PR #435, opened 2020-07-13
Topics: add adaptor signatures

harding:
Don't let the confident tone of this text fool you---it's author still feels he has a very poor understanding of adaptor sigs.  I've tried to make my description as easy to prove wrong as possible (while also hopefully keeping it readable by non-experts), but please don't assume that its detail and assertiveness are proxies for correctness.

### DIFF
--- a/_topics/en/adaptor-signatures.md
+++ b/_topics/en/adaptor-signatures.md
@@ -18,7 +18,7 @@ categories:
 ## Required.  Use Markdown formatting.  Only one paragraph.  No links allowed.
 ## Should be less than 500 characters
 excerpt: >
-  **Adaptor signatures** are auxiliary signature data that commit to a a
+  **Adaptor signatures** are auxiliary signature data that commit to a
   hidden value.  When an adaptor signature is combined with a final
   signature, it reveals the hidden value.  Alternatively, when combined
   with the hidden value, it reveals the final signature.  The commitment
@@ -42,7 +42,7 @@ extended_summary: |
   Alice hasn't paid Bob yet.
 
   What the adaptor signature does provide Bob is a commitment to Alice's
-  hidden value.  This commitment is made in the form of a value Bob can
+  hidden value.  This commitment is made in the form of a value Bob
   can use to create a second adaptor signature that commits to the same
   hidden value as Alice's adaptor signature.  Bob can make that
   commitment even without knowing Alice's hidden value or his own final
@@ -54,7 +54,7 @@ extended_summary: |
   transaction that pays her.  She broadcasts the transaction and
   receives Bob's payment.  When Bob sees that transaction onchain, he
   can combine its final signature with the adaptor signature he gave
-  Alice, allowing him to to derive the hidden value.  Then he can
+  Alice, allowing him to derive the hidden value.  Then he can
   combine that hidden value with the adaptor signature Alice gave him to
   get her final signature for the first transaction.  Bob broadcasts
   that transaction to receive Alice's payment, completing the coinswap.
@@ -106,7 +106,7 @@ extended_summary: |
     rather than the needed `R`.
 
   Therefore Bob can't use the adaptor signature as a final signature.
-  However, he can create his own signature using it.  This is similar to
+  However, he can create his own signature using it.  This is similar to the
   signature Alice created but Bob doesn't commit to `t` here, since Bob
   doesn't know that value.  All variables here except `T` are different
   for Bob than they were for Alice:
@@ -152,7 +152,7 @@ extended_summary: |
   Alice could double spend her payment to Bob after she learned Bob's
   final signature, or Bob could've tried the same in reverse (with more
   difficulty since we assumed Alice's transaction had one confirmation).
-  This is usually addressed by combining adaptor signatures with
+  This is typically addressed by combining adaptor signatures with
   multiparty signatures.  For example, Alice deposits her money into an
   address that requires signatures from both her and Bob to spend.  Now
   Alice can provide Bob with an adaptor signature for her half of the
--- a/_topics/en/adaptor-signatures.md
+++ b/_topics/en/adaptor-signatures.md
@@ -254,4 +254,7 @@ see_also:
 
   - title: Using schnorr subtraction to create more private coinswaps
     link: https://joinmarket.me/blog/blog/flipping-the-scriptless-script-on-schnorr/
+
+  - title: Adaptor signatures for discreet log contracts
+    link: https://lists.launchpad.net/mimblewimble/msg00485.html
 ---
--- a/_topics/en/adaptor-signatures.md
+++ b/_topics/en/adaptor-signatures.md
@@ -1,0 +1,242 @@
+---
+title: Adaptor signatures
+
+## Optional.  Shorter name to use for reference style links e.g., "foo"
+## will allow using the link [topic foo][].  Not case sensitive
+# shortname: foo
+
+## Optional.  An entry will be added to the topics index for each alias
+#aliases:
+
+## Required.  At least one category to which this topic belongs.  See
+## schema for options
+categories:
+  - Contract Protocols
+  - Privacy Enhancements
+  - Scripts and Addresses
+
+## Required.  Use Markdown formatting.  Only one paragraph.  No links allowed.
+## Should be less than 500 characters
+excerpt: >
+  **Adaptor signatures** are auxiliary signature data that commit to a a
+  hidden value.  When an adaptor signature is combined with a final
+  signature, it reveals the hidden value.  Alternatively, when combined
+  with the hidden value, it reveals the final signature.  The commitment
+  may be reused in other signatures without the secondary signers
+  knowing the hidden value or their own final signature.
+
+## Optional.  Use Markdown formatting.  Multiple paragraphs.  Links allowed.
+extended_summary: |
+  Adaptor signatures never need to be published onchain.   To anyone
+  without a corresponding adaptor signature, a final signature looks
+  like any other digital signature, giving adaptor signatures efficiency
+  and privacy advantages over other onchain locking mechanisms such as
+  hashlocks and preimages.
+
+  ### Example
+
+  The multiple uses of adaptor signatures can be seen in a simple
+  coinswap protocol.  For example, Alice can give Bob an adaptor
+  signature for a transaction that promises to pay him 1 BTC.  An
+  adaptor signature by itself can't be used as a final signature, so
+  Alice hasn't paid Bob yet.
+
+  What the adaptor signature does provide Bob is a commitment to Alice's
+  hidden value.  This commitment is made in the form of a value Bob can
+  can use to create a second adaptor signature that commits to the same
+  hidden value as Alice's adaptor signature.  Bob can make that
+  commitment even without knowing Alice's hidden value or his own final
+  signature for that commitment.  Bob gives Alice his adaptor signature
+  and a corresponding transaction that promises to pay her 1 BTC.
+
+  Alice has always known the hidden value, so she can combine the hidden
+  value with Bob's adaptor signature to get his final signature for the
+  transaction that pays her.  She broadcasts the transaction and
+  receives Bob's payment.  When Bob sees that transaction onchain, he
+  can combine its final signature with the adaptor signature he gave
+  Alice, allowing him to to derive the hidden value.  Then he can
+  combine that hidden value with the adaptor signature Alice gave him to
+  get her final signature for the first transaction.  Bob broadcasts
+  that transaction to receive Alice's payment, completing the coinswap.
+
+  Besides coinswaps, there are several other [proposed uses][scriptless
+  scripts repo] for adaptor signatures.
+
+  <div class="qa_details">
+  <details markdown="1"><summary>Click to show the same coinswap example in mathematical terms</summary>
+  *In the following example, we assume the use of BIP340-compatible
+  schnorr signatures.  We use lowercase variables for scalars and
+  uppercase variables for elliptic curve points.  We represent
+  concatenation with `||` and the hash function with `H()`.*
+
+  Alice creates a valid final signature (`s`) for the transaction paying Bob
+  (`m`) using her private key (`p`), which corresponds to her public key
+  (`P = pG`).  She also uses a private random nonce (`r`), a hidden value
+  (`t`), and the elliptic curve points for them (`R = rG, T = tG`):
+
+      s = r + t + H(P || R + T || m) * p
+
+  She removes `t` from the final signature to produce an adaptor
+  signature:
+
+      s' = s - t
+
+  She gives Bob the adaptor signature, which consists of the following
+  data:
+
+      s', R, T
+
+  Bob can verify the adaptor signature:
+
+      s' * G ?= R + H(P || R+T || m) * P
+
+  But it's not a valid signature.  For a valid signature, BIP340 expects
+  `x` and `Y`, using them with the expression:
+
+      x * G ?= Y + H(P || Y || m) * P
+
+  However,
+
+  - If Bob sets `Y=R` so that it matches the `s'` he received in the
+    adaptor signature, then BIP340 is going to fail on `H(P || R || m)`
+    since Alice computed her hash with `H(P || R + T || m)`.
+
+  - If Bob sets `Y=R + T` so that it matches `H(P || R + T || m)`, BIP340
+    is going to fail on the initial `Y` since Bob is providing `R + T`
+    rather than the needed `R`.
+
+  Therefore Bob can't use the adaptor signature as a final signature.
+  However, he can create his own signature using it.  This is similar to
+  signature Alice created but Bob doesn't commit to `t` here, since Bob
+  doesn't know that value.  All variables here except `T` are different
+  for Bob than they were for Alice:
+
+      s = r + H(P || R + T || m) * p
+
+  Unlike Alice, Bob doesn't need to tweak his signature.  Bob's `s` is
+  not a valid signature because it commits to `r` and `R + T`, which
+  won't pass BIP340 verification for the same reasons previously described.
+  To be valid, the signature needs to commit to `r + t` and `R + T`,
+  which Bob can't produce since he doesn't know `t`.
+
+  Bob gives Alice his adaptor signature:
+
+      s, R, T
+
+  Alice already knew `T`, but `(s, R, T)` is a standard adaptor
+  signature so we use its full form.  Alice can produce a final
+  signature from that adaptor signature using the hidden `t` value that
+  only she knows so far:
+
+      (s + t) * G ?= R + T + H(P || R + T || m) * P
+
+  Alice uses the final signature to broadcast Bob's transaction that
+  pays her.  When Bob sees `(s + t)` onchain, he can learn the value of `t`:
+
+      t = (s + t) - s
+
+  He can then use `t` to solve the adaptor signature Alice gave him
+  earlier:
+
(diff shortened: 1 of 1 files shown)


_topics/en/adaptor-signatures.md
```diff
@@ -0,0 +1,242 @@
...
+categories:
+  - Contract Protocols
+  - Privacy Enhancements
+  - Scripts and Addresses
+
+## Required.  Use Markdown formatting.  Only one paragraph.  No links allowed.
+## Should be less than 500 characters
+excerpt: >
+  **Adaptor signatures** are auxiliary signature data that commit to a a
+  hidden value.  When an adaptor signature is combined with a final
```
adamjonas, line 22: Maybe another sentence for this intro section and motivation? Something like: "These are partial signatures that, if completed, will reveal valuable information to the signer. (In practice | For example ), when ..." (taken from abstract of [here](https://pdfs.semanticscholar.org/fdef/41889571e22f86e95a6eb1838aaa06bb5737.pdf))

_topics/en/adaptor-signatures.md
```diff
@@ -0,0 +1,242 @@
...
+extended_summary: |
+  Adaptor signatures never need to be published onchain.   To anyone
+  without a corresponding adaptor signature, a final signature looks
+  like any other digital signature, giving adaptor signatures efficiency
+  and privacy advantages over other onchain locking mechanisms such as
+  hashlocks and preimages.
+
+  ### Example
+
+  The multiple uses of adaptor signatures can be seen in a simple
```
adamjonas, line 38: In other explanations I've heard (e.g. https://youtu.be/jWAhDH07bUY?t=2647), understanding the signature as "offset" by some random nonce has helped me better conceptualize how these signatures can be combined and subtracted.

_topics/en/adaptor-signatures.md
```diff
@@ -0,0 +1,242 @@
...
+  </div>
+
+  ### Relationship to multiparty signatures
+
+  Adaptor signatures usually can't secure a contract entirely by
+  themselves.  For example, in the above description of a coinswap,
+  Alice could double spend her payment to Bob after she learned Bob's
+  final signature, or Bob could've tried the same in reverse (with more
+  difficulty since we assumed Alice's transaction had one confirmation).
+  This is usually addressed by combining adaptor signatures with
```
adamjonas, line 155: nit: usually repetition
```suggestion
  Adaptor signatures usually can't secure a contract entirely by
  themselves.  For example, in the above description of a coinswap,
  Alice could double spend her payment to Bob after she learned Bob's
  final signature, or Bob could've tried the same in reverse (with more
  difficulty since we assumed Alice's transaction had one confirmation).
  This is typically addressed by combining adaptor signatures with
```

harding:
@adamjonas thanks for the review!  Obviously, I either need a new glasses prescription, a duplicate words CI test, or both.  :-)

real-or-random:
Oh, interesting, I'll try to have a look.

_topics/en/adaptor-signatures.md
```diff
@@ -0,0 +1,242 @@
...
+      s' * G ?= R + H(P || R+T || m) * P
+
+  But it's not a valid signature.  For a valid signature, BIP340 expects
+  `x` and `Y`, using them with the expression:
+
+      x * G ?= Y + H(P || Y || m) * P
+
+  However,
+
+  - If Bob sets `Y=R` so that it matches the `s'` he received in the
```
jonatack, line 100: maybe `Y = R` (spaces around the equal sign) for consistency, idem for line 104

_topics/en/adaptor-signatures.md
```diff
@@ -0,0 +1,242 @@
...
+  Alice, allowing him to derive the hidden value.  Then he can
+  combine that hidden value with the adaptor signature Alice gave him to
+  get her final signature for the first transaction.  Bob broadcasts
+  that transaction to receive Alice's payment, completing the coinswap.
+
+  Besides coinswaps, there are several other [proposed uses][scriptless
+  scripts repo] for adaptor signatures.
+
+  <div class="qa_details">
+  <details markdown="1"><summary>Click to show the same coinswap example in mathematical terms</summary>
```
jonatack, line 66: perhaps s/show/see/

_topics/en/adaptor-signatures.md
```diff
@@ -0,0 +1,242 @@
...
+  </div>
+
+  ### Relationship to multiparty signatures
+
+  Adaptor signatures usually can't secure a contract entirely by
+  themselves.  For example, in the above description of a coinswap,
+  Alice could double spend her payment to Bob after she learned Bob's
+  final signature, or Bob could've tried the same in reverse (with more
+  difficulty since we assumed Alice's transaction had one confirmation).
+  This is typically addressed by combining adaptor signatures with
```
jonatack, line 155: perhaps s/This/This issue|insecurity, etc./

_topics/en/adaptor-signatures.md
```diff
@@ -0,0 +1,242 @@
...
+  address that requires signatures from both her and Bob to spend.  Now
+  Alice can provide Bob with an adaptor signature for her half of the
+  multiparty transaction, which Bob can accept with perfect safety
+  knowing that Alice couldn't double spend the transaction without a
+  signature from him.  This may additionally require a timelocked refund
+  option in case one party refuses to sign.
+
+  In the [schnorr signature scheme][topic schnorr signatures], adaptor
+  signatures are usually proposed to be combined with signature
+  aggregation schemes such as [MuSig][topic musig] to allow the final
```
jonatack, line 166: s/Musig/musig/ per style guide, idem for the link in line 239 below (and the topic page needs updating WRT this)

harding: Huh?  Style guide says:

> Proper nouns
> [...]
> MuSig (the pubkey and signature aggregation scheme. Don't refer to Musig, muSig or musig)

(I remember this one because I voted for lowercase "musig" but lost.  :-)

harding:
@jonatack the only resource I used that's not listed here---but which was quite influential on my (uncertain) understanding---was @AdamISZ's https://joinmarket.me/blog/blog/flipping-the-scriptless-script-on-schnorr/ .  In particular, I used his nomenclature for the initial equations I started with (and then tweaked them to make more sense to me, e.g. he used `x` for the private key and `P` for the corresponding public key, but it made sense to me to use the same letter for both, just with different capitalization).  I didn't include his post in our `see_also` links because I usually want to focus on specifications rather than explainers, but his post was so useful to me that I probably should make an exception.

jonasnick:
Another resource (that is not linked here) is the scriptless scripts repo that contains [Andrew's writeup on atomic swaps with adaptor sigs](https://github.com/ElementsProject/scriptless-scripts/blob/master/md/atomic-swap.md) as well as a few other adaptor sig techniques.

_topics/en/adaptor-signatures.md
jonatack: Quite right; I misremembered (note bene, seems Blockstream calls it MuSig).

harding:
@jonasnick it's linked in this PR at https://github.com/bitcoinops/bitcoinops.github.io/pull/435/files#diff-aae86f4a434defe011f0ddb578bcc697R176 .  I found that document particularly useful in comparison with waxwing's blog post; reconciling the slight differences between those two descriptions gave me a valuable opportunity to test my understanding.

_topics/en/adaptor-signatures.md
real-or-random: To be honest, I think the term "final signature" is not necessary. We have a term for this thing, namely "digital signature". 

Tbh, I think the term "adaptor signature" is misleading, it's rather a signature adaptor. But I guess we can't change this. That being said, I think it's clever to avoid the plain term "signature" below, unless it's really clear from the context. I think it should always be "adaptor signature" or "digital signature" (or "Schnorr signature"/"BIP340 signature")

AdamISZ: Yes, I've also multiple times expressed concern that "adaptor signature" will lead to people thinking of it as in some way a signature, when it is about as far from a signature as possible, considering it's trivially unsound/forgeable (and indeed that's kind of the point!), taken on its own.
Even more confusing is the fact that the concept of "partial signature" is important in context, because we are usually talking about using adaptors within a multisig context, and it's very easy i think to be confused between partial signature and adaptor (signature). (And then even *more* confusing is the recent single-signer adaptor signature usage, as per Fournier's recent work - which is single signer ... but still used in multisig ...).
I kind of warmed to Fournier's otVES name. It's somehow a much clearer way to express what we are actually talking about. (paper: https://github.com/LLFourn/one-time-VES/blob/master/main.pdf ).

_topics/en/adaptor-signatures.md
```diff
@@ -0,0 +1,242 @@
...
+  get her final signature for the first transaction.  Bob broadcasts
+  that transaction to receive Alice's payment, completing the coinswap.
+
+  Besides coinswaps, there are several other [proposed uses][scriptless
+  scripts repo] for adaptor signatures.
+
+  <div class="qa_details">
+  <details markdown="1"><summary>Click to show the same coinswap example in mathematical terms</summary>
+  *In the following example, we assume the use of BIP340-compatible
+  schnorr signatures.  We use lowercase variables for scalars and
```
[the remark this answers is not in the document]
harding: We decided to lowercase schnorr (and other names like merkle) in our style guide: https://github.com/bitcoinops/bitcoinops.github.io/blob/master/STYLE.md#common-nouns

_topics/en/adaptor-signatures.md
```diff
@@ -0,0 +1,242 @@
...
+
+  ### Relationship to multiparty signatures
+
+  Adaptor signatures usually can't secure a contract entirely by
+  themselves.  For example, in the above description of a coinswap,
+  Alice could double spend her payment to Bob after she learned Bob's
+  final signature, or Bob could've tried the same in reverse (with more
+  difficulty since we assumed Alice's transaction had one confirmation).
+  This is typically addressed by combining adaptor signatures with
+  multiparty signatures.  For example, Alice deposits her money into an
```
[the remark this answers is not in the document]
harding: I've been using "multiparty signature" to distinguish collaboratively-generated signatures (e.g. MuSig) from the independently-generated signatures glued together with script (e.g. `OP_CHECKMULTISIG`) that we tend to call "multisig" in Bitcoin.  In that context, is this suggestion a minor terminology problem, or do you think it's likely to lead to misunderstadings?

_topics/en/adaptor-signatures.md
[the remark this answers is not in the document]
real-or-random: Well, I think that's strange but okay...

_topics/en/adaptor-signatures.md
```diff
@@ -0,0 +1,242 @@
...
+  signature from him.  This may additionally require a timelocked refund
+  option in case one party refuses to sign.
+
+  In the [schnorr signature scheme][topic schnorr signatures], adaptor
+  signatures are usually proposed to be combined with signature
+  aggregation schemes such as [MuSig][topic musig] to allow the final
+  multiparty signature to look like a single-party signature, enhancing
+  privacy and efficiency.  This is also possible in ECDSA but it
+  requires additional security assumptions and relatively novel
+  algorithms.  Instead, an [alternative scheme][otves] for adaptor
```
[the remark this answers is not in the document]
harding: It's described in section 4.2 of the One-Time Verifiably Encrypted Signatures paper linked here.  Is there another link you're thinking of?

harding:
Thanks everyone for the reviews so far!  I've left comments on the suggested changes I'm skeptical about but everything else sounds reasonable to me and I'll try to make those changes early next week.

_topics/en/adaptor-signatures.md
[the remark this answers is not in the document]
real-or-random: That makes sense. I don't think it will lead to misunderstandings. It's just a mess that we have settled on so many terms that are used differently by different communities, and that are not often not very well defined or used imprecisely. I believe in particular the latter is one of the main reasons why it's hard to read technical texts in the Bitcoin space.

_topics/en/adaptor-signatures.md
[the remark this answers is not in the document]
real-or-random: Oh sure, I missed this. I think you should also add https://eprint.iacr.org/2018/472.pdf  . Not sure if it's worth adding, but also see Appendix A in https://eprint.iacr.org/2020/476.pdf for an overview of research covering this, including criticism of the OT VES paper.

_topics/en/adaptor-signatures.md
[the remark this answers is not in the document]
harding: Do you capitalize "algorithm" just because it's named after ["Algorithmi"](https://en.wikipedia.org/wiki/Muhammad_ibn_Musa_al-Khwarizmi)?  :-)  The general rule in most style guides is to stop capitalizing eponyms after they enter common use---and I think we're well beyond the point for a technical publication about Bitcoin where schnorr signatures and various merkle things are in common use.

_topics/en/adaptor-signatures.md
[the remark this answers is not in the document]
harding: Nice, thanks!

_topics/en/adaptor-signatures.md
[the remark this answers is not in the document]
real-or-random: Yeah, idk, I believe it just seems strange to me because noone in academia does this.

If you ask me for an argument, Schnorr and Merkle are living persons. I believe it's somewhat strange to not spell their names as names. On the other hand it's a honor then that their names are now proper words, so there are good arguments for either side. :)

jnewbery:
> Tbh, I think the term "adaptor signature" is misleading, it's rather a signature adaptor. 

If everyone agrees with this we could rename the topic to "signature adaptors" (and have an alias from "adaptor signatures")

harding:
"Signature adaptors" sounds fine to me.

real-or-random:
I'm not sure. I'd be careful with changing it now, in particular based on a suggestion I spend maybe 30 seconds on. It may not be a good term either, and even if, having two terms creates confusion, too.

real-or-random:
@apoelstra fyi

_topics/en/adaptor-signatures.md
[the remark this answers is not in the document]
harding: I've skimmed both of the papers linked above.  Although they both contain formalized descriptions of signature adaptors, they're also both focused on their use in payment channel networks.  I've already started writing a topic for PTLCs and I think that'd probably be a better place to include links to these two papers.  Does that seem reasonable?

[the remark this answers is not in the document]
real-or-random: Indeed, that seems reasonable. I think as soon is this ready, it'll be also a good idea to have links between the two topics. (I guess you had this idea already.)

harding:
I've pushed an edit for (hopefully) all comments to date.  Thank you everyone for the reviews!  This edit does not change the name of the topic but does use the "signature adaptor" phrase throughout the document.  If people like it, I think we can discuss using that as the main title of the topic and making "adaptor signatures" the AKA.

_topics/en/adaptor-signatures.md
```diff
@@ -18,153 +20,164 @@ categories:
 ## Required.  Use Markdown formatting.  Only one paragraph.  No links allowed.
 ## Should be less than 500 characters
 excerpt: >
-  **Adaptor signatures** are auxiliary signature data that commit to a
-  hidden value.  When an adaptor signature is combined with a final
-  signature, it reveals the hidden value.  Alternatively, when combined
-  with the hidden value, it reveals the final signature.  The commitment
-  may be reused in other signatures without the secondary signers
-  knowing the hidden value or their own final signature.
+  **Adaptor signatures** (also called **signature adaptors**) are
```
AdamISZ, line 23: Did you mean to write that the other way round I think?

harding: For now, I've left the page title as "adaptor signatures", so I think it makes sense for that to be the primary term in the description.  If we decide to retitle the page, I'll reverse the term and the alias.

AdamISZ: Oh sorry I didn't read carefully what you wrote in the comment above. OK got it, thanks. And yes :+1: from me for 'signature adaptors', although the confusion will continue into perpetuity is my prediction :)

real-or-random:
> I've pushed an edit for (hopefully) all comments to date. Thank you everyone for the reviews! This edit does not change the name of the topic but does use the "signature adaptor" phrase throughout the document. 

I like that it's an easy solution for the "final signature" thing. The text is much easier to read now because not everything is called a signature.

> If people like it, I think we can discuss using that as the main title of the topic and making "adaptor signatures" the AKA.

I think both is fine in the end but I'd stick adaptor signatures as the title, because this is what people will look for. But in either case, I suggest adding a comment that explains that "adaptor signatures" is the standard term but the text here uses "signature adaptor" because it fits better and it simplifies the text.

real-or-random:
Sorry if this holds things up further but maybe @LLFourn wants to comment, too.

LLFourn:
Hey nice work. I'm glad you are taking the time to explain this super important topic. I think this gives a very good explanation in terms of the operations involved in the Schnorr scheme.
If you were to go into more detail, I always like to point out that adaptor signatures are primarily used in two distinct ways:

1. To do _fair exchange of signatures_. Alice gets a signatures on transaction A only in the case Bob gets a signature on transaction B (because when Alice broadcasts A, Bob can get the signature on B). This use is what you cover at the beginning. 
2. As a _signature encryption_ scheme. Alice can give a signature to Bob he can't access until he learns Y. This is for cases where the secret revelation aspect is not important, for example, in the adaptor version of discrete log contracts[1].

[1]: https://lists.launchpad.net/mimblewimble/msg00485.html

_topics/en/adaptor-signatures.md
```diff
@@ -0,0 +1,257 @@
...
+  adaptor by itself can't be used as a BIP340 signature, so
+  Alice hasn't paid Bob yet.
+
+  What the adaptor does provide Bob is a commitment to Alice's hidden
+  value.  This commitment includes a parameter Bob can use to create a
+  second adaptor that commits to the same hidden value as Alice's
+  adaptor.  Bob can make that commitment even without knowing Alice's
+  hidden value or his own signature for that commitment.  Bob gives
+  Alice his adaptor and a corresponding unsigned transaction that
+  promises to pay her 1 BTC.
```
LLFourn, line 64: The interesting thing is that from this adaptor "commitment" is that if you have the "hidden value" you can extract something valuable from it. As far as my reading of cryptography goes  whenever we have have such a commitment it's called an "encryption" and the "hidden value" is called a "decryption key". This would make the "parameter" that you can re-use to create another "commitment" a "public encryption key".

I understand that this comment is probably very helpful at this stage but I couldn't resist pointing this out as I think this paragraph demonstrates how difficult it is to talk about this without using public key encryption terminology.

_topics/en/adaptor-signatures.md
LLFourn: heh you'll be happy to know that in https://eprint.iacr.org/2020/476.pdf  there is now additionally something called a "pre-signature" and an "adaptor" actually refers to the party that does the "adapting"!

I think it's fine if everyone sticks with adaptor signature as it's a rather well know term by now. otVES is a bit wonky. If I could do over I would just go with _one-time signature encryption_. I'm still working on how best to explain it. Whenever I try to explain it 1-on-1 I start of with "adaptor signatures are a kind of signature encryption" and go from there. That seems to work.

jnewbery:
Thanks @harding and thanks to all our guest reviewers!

◇ ◇ ◇ ◇ ◇

Show every line of the material above in which "perhaps" is present.

jonatack, line 66: perhaps s/show/see/
jonatack, line 155: perhaps s/This/This issue|insecurity, etc./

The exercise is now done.